На лице юноши читается явное недоумение и старший побратим поясняет свою мысль:
- Я знаю закон: как отрезанные волосы не прирастить, так и безродному изгою в дом не вернуться, но ведь самый знатный род начинался с безродного родоначальника. Тадарик со знатью не в ладах. Оно и понятно: пришёл с пустым кошельком, мечом наследство отбил. Такое не прощают. Но у нас-то золотишко имеется. Добыча на этот раз была завидная. Уже сейчас почти по тридцать золотых на человека выходит. С такими деньгами свататься можно, хорошую невесту взять, в родичи войти. В дружину городскую нас примут: не сопляки, оружие и доспехи в лучшем виде.
- Жениться, говоришь? - новые планы побратима озадачили Гастаса.
- Да. Жениться. Что мешает?
- Ты моего папашу плохо знаешь.
- Знаю. И другие знают. И зачем нам в сами Костричи идти? Мало ли пограничных городков? Вот доведём караван до Буднего и вернёмся. Хватит одним днём жить.
- Вернёмся?
- Ну да. Дождёмся попутного каравана и вернёмся. Только...
- Что: только?
- Анна, - ответил побратим, пристально глядя в каменеющее на глазах лицо юноши, пояснил. - Невесту надо выбирать на родине, из хорошей семьи. Тогда тебя сразу, везде примут, а не отпихнут в сторону, как Тадарика.
- Ну, Тадарик...
- Тадарика город вверх толкает. На то он и Тадарик. А нам, чтобы сразу подняться, жениться надо правильно.
- А Анна - это значит неправильно?
- Брат, послушай, я понимаю: здесь честь твоя затронута. Но я ведь ничего бесчестного не предлагал и не предлагаю. Долг крови ты заплатил или заплатишь. Обиды ты девушке не причинил. Других обязательств у тебя перед ней нет.

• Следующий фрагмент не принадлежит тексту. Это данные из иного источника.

PR #557, opened 2018-12-11
Alternative method of explaining focus states.

alastc:
This is an alternative explanation for #550 for discussion, it is a change to PR #550.

[Preview](http://htmlpreview.github.io/?https://github.com/w3c/wcag/blob/26d63f851bb3b9023fc554d16acb125f4435e4c1/understanding/21/non-text-contrast.html), the changes are under the ‘states’ heading.

### DIFF
--- a/understanding/21/non-text-contrast.html
+++ b/understanding/21/non-text-contrast.html
@@ -52,13 +52,6 @@
 					<figcaption>A checkbox showing a contrasting state indicator for a check.</figcaption>
 				</figure>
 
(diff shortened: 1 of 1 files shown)


detlevhfischer:
One problem I see ist that in the text here, there is not a clear differentiation between the two kinds of states: those intrinsic ones that we have provisionally called „functional“ and that result from interaction (a checkbox gets checked), and those that convey operational affordances such as ‚focused‘.
I‘ll try to find out what terms have been used for these different meanings of state in the literature.

alastc:
Hi Detlev,

This particular PR/ammendment is only about focus styles, so I don't think it matters about the functional states aspect, as the SC in question is really focus-visible.

However, this comment probably applies to the other changes we've been emailing about on the list, and #559 looks like a good start.

-Alastair

PR #565, opened 2018-12-18
updates in response to MBgower comments

awkawk:


alastc:
I think these were integrated with the last NTC update (but conflicted so I didn't use it directly.)

Closing for cleanliness...

PR #568, opened 2018-12-19
Removed G139 from Situation B techniques for Status Messages Understanding doc

mbgower:
G139 is about Creating a mechanism that allows users to jump to errors. For pratical purposes it will almost invariably involve a change in focus (otherwise the user would need to hunt for the mechanism) or else will appear on page reload (following an attemtp at submitting a form). As such, it is not the most appropriate technique to cite in Status Messages, and I think the Understanding document is better without it.


mbgower:
@michael-n-cooper. I'm not sure how your techniques are cross-referenced with Understanding docs, but obviously with the removal of G193 from 4.1.3, the technique itself should no longer reference 4.1.3.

- Но жениться на ней мне нельзя.
- С такой женой тебя нигде не признают. Она же безродная лекарка. С наёмниками по свету шатается. И воспитание у неё не то, не наше, и стара она для тебя.
- Стара, значит?
Лагаст отвёл глаза:
- Прости, я правду сказал. Ты это знаешь. И ничего дурного я не желаю. Ни тебе, ни ... госпоже Анне. Она ведь только и хочет, что домой вернуться? Ты ей поможешь. И я помогу. Всё, что в моих силах сделаю. Твой долг - мой долг. Ну, сам посуди: какая она жена: резка, неласкова, обычая не знает, на лошади по-мужски скачет, мужчинам в глаза глядит, с хозяйством женским не знакома: ни волну спрясть, ни кросно заправить, ни печь протопить, ни сготовить... - Лагаст осёкся. - Прости, не прав: сготовить она может. У Тадарика вместе с его хозяйкой кашеварила так, что пальчики оближешь. Но чужая она здесь, чужая. И этого не изменить. И не сегодня всё решать надо.
- Не сегодня решать? - Гастас криво усмехнулся. Обида душила его, требуя выхода. - А я-то думал, что я ей не пара: наёмник, бродяга, одним днём живу... А, оказывается, это она мне не подходит: прясть не умеет, дерзка, неласкова... Вон, её землячка, такая ласковая, а ты ей глаз подбил. Тоже не угодила?
- Ну, знаешь, - на скулах Лагаста заходили желваки. - Эта потаскуха...
- А ты к потаскухам в жизни не прикасался? И я, по твоим словам...
- Да не в тебе дело. В землячке, - Лагаст брезгливо сморщился. - Будь она только шлюхой - беды нет. Но ведь подлая она. Ни чести, ни совести у бабы. Парням с ней рядом стоять противно. А терпят. Да если бы не госпожа Анна, они бы эту землячку давным-давно толпой под телегой оприходовали бы. Чтобы потише себя вела. И ко мне эта лохань лезет? Я ещё сдержал руку.
- Ради госпожи Анны?
- Да, ради тебя и госпожи Анны. Но ты меня верно пойми: если менять судьбу, то тебе другая жена нужна. Хоть решать это не сегодня. Да и не завтра.